## ACTIVITY
Each line of the data below that includes the string "public" must be copied.

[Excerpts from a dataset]
----

PR #1096, opened 2020-10-30
Add lazy option to autoReconnect to avoid connecting until used

a-robinson:
It still reconnects eagerly, but not establishing the initial connection
until the first time the capability is used is nice for capabilities
that are expensive to set up but often not used.

### DIFF
--- a/c++/src/capnp/reconnect.c++
+++ b/c++/src/capnp/reconnect.c++
@@ -27,13 +27,13 @@ namespace {
 
 class ReconnectHook final: public ClientHook, public kj::Refcounted {
 public:
-  ReconnectHook(kj::Function<Capability::Client()> connectParam)
+  ReconnectHook(kj::Function<Capability::Client()> connectParam, bool lazy = false)
       : connect(kj::mv(connectParam)),
-        current(ClientHook::from(connect())) {}
+        current(lazy ? kj::Maybe<kj::Own<ClientHook>>() : ClientHook::from(connect())) {}
 
   Request<AnyPointer, AnyPointer> newCall(
       uint64_t interfaceId, uint16_t methodId, kj::Maybe<MessageSize> sizeHint) override {
-    auto result = current->newCall(interfaceId, methodId, sizeHint);
+    auto result = getCurrent().newCall(interfaceId, methodId, sizeHint);
     AnyPointer::Builder builder = result;
     auto hook = kj::heap<RequestImpl>(kj::addRef(*this), RequestHook::from(kj::mv(result)));
     return { builder, kj::mv(hook) };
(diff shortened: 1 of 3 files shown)


c++/src/capnp/reconnect.c++
```diff
@@ -27,23 +27,33 @@ namespace {
...
-    auto hook = kj::heap<RequestImpl>(kj::addRef(*this), RequestHook::from(kj::mv(result)));
-    return { builder, kj::mv(hook) };
+    KJ_IF_MAYBE(c, current) {
+      auto result = (*c)->newCall(interfaceId, methodId, sizeHint);
+      AnyPointer::Builder builder = result;
+      auto hook = kj::heap<RequestImpl>(kj::addRef(*this), RequestHook::from(kj::mv(result)));
+      return { builder, kj::mv(hook) };
+    } else {
+      current = ClientHook::from(connect());
+      return newCall(interfaceId, methodId, sizeHint);
```
kentonv, line 43: This recursion strikes me as a little odd. What about having a helper method like:

    ClientHook& getCurrent() {
      KJ_IF_MAYBE(c, current) {
        return **c;
      } else {
        return current.emplace(ClientHook::from(connect()));
      }
    }

Then call that in the other methods.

----

## SOLVED PROBLEM
 class ReconnectHook final: public ClientHook, public kj::Refcounted {
 public:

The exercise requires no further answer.